EXCERPTED DATA START

PR #2009, opened 2026-01-10
fix(ts): allow manual streamtype override for private streams

pulk17:
[FIX] ts: Allow manual streamtype override for private streams causing fatal errors

---

### Summary
Fixed a logic bug in `ts_tables.c` where the parser would trigger a fatal error ("I can't tell the stream type") for private streams (0x80-0xFF), even if the user explicitly provided `--streamtype`.

### The Issue
When parsing a PMT with private streams (common in M2TS files with PGS subtitles), the code checks if the stream type is private and immediately exits with a fatal error requesting manual selection.

The error logic failed to check if `ccx_options.demux_cfg.ts_forced_streamtype` was already set by the user via the CLI arguments. This made it impossible to force-read private streams, as the application would crash before applying the user's override.

### The Fix
Added a check to verify if the user has already manually set the stream type (via `--streamtype`).
* If the user **has** provided a type, the fatal error is skipped, a verbose message is logged ("User manually set stream type..."), and the parser proceeds using the user-supplied value.
* If the user **has not** provided a type, the fatal error triggers as intended.

### Verification
Tested with `hitman_cut.m2ts` (a sample with missing PMT/Private Stream) and `00000.m2ts` (PGS streams).

**Command:**
`ccextractor input.m2ts --datapid 4608 --streamtype 6`

* **Before:**
   
Screenshot 2026-01-10 192702

* **After:**
    
Screenshot 2026-01-10 194020


cfsmp3:
I see "no captions were found" after.

Each PR needs to show a real life improvement.

Do you have any sample in which by doing this we are now able to extract captions?
A private stream is private for a reason, it's not hidden captions (or at least, I haven't seen that ever, but maybe).

cfsmp3:
Closing — no response to the January request for a real-life use case. If you have a concrete scenario where this is needed, feel free to reopen with that context.

PR #2015, opened 2026-01-10
[FIX] rust: add defensive length check to validate_cc_pair

Harsh-Sahu43:

---

### Summary

Adds a defensive guard to `validate_cc_pair` to ensure the function only
processes CC blocks of the expected length (3 bytes).

This prevents potential out-of-bounds access if the function is ever
called with malformed input. Behavior for valid CC blocks is unchanged.

### Details

- Returns `false` early when the CC block slice length is not exactly 3
- Adds unit tests covering invalid slice lengths
- No changes to existing logic for valid CEA-608 / CEA-708 data

### DIFF
--- a/docs/CHANGES.TXT
+++ b/docs/CHANGES.TXT
@@ -1,3 +1,10 @@
+0.96.6 (unreleased)
+-------------------
+- Fix: Clear status line output on Linux/WSL to prevent text artifacts (#2017)
+- Fix: Prevent infinite loop on truncated MKV files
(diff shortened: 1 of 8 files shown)


cfsmp3:
The `format_rust` CI check is failing due to formatting issues. Please run:

```bash
cd src/rust && cargo fmt
```

This will fix the missing spaces before `{` in the code:
- `if cc_block.len() != 3{` → `if cc_block.len() != 3 {`
- `fn test_validate_cc_pair_invalid_length(){` → `fn test_validate_cc_pair_invalid_length() {`

Once the formatting is fixed, this should be ready to merge.

PR #2019, opened 2026-01-14
fix(matroska): prevent out-of-bounds NAL parsing in AVC/HEVC blocks

Akki2005:
This patch hardens Matroska AVC/HEVC parsing by making NAL length extraction safe on malformed or truncated input.

Previously, NAL length was read via a direct cast to a long pointer, which could result in:
- unaligned memory access
- undefined behavior on some architectures
- out-of-bounds reads when handling truncated frames

The updated logic:
- verifies that enough bytes are available before reading the NAL length
- validates the parsed NAL size before consuming the payload
- exits parsing gracefully on malformed data

Behavior for valid Matroska streams remains unchanged.


Akki2005:
Applied clang-format to address the formatting check failure.
No functional changes.

Issue #2023, opened 2026-01-16
[BUG]: Segmentation fault in report-only(-out=report) mode when processing AVC/H.264 streams with Rust decoder


x15sr71:
### Summary
CCExtractor crashes with a segmentation fault when running in report-only mode (`-out=report`) on files containing `AVC/H.264` video streams when the Rust AVC decoder is enabled (default in recent builds).

### Command used
```
./ccextractor -out=report input.ts
```
Where `input.ts` is any transport stream file containing [H.264 video](https://sampleplatform.ccextractor.org/sample/7236304cfcfce141c7cec31647c1268a3886063390ce43c2f71188c70f5494c4).

### Segmentation fault
```
Opening file: 7236304cfcfce141c7cec31647c1268a3886063390ce43c2f71188c70f5494c4.ts
Analyzing data in general modetream
[1]    97365 segmentation fault  ccextractor  -out=null
```

### Expected behavior
CCExtractor should generate a report without crashing, as report generation does not require video decoding.

### Actual behavior
Segmentation fault (SIGSEGV) at address `0x50` when attempting to dereference `encoder_ctx->timing` inside the Rust AVC decoder.

### Root cause
The crash occurs because:

1. **Report-only mode** (`-out=report`) does not initialize video decoding structures, specifically:
   - `encoder_ctx->timing` remains `NULL`
   - `lib_cc_decode->avc_ctx` may remain `NULL`

2. **The Rust AVC decoder** (`ccxr_process_avc`) assumes these structures are always initialized and dereferences them unconditionally

3. **The C→Rust boundary** in `process_avc()` does not validate these preconditions before calling into Rust

### Technical details

**Crash location(lldb):**
```
Thread 1: EXC_BAD_ACCESS (code=1, address=0x50)
Frame: ccx_rust::avc::core::process_avc
Instruction: ldr x0, [x8, #0x50]  ; loading enc_ctx.timing
```

**Call stack:**
```
process_avc (avc_functions.c)
  └─ ccxr_process_avc (Rust FFI)
       └─ ccx_rust::avc::core::process_avc
            └─ ccxr_set_fts(enc_ctx.timing)  ← NULL dereference
```
## Proposed Solution

Add a guard at the C-Rust boundary in `process_avc()` that skips AVC processing when the decoder isn't fully initialized (like in report-only mode).

PR #2024, opened 2026-01-16
Fix: Prevent AVC segfault in report-only mode (`-out=report`)

x15sr71:

---

### Summary

This PR fixes a segmentation fault that occurs (as reported in issue #2023) when running CCExtractor in report-only mode (`-out=report`) on files containing AVC (H.264) video streams with the Rust AVC decoder enabled.

---

### Problem

When running:

```bash
./ccextractor -out=report input.ts
```
on transport streams containing AVC/H.264 video, CCExtractor crashes with a segmentation fault.

### Solution
Add a defensive guard at the C → Rust FFI boundary in `process_avc()` to skip AVC processing when the decoder context isn't fully initialized (such as in report-only mode).

### Guard Conditions
Skip calling the Rust AVC decoder if any of the following are true:

- `encoder_ctx` is NULL
- `encoder_ctx->timing` is NULL
- `lib_cc_decode` is NULL
- `lib_cc_decode->avc_ctx` is NULL

In these cases, `process_avc()` simply returns without invoking the Rust decoder.

## Rationale

- The fix belongs at the C → Rust boundary, where assumptions about initialization must be enforced
- Only affects `process_avc()`; no changes to Rust internals
- Report-only mode does not require AVC frame decoding.
- Prevents similar crashes if decoding state isn't initialized elsewhere

### DIFF
--- a/docs/CHANGES.TXT
+++ b/docs/CHANGES.TXT
@@ -1,5 +1,6 @@
 0.96.6 (unreleased)
 -------------------
+- Fix: Prevent segmentation fault when running in report-only mode (-out=report) on AVC/H.264 streams.
 - Fix: Prevent infinite loop on truncated MKV files
 - Fix: Various memory safety and stability fixes in demuxers (MP4, PS, MKV, DVB)
 - Fix: Delete empty output files instead of leaving 0-byte files (#1282)


cfsmp3:
Thank you for working on this fix! However, I'm closing this PR in favor of #2025, which takes a simpler approach that doesn't break existing tests.

## Why this PR breaks tests

The guard conditions are too aggressive:

```c
if (!enc_ctx || !enc_ctx->timing || !dec_ctx || !dec_ctx->avc_ctx)
```

This checks 4 conditions, but only `!enc_ctx` is needed for the report-only mode fix. The additional checks (`!enc_ctx->timing`, `!dec_ctx->avc_ctx`) reject legitimate processing scenarios:

1. **`!enc_ctx->timing`** - This can be NULL in certain initialization states during normal processing, not just report mode
2. **`!dec_ctx->avc_ctx`** - Same issue; this blocks AVC processing even when it should proceed

The CI shows 10+ test failures including `--autoprogram`, `--startcreditstext`, and other options that have nothing to do with report mode.

## The simpler fix (#2025)

PR #2025 adds the guard at the Rust FFI boundary with minimal checks:

```rust
if enc_ctx.is_null() {
    return avcbuflen;
}
```

This precisely targets the report-only mode case (where `enc_ctx` is NULL because no encoder is created) without affecting any other code paths.

## Location consideration

The fix belongs at the Rust FFI boundary (inside `ccxr_process_avc`) rather than in the C wrapper, because:
- The Rust code is what dereferences the pointers
- Rust's safety guarantees should be enforced at the Rust boundary
- It keeps the C code clean and unchanged

Thank you again for identifying this issue and submitting a fix! Your contribution helped highlight the problem.

x15sr71:
Thanks for the review and explanation. I see the issue now, I was checking too many things when only the `enc_ctx NULL` case mattered for report mode. The extra checks on timing and `avc_ctx` ended up blocking legitimate scenarios during normal processing also putting the guard in the Rust FFI function is cleaner too, since that's where the crash actually happens. Appreciate you fixing it properly and explaining why.

PR #2027, opened 2026-01-17
Fix unsafe temporary Vec pointer usage in userdata.rs

THE-Amrit-mahto-05:

---

### Description
While working on the Rust FFI code in userdata.rs, I noticed that a few calls were passing pointers created from temporary Vecs (to_vec().as_mut_ptr()) directly into C functions.

This is unsafe because the temporary Vec is dropped immediately after the statement, which can leave the C side with a dangling pointer and result in undefined behavior.

### Fix
- Keep copied Vecs alive for the duration of the corresponding FFI calls where needed
- Reuse existing slice pointers when the C code immediately copies the data

This change does not alter behavior and is limited to fixing lifetime safety at the FFI boundary.

### Proposed Changes
- Store the Vec in a variable so it remains alive until after the dump() call completes
- Since `cc_data` is already a slice returned from `read_bytes()`, use its pointer directly.  
  The C function `store_hdcc()` copies the data using `memcpy()` (see `sequencing.c:70`), so the pointer only needs to be valid during the call
- Store the Vec in a variable so it remains alive until after the decode_vbi() call completes

### DIFF
--- a/src/rust/src/es/userdata.rs
+++ b/src/rust/src/es/userdata.rs
@@ -278,7 +278,8 @@ pub unsafe fn user_data(
 
                 if !proceed {
                     debug!(msg_type = DebugMessageFlag::VERBOSE; "\rThe following payload is not properly terminated.");
-                    dump(cc_data.to_vec().as_mut_ptr(), (cc_count * 3 + 1) as _, 0, 0);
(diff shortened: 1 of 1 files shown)


cfsmp3:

EXCERPTED DATA END

DESCRIPTION OF THE TASK »
Each line above from the one with "The crash occurs" up to and including the one with "2. **The Rust" must be set down exactly, and no line outside that span may appear.

SOLUTION FOR THIS PROBLEM »
The crash occurs because:

1. **Report-only mode** (`-out=report`) does not initialize video decoding structures, specifically:
   - `encoder_ctx->timing` remains `NULL`
   - `lib_cc_decode->avc_ctx` may remain `NULL`

2. **The Rust AVC decoder** (`ccxr_process_avc`) assumes these structures are always initialized and dereferences them unconditionally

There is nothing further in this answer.